I recently read an excerpt from a book entitled, "The Go-to Church," which set the wheels upstairs in motion. While it is never safe to judge a book entirely from a pulled out section, what I read sounded like something I started reading back early in my ministry. "The Go-To Church lives by a different set of questions and rules. The Go-To Church doesn't ask, 'What can we do to get people to come here?' Instead they ask, 'What needs do people out there have that we need to meet?'...Everything is about relationship, and that means the Go-To Church goes to the community to build relationships that meet the needs of the ....disconnected."
Nothing bad here. It is an approach to ministry that a lot of clergy and churches were employing back in the '80's; however, reflection makes me wonder if we were not putting the emphasis in the wrong place. As I look back I wonder if it was not a way of trying to get folks into the church by meeting whatever need they might have which results in a church filled with folks who think it is all about me.
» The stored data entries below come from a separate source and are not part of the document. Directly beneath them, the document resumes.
Issue #6945, opened 2026-03-13
Disable code references stats in the features endpoint


emyller:
It's taking quite a toll on database time, and making demos less pleasant.

<img width="544" height="150" alt="Image" src="https://github.com/user-attachments/assets/e6d771db-7570-4e56-b192-a3374c85ee18" />

This functionality should be restored after https://github.com/Flagsmith/flagsmith/issues/6832 is resolved with a solution that makes code references load milliseconds-cheap in the database.

## Acceptance criteria

- Gate code references stats annotation in `GET /api/v1/projects/<project_pk>/features/` behind a Flagsmith-on-Flagsmith feature flag
- When the flag is off, return `null` / `0` for the stats fields — do not change the response schema
- When the flag is on, keep current behaviour
- Default the flag to off

PR #6970, opened 2026-03-17
feat(Features API): Restrict code references querying to a feature flag

emyller:

## Changes

Contributes to https://github.com/Flagsmith/flagsmith/issues/6945

- Don't query code references unless `code_references_ui_stats` is enabled.

> [!IMPORTANT]
> - [x] Needs to review and merge https://github.com/Flagsmith/flagsmith/pull/6968 — order is not critical.

- [x] Added / updated unit tests to `is_feature_enabled`.


kyle-ssg:
Im a bit confused why this has any FE changes, but either way this now shows the following for a project that doesn't have code references integrated.

image

frontend/web/components/tags/CodeReferencesTag.tsx
```diff
@@ -0,0 +1,45 @@
...
+}) => {
+  const hasScannedCodeReferences =
+    projectFlag?.code_references_counts?.length > 0
+  const codeReferencesCounts =
+    projectFlag?.code_references_counts?.reduce(
+      (acc, curr) => acc + curr.count,
+      0,
+    ) || 0
+
+  return (
```
talissoncosta: Just checking...
Is the intent to show the GitHub icon on the list even when there are no code references? Previously the tag only rendered when `hasScannedCodeReferences` was `true`, but now it shows unconditionally (bare icon with "See code references" tooltip on every feature). 

Image

frontend/web/components/tags/VCSProviderTag.tsx
```diff
@@ -49,7 +49,7 @@ const VCSProviderTag: React.FC<VCSProviderTagProps> = ({
         }}
       >
         {providerIcon}
-        <span>{count}</span>
+        {count !== undefined && <span>{count}</span>}
```
talissoncosta: Nit: When count is `undefined`, the tag renders as just the icon with no number. Is that the intended look, or should the whole tag be hidden when there's no count?

frontend/web/components/tags/CodeReferencesTag.tsx
```diff
@@ -0,0 +1,45 @@
...
+    <Tooltip
+      title={
+        <div
```
talissoncosta: **Nit:** Using `onClick` on a `<div>` isn't ideal for accessibility — it's not focusable or keyboard-navigable. Consider using a `<button>` with reset styles instead:
```tsx
onClick ? (
  <button
    type='button'
    onClick={onClick}
    style={{ all: 'unset', cursor: 'pointer' }}
  >
    <VCSProviderTag
      count={hasScannedCodeReferences ? codeReferencesCounts : undefined}
      isWarning={hasScannedCodeReferences && codeReferencesCounts === 0}
      vcsProvider={VCSProvider.GITHUB}
    />
  </button>
) : (
  <VCSProviderTag
    count={hasScannedCodeReferences ? codeReferencesCounts : undefined}
    isWarning={hasScannedCodeReferences && codeReferencesCounts === 0}
    vcsProvider={VCSProvider.GITHUB}
  />
)
```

Me-ism is what gives birth and life to the church shopper who is never satisfied and the church malcontent who keeps leaving one place for another that will regard him and his opinions with more value.
Looking back I fear we were doing a soft sell trying to fill pews. If such was the case then Jesus was surely disappointed. The gospel of Christ is a wonderful thing to consider and embrace. It has power within it that frees us from our sin and enables us to get beyond beating ourselves up with unhandled guilt. It even has the power to deliver us from this life to a life that can only be described as eternal. But, its call to sacrificial love for God and those around us is also a part of what it means to enter into this life brought into being by the gospel of Christ. Me-ism and Jesus simply cannot be put in the same harness. It is no wonder so many in the church today find more frustration than fulfillment.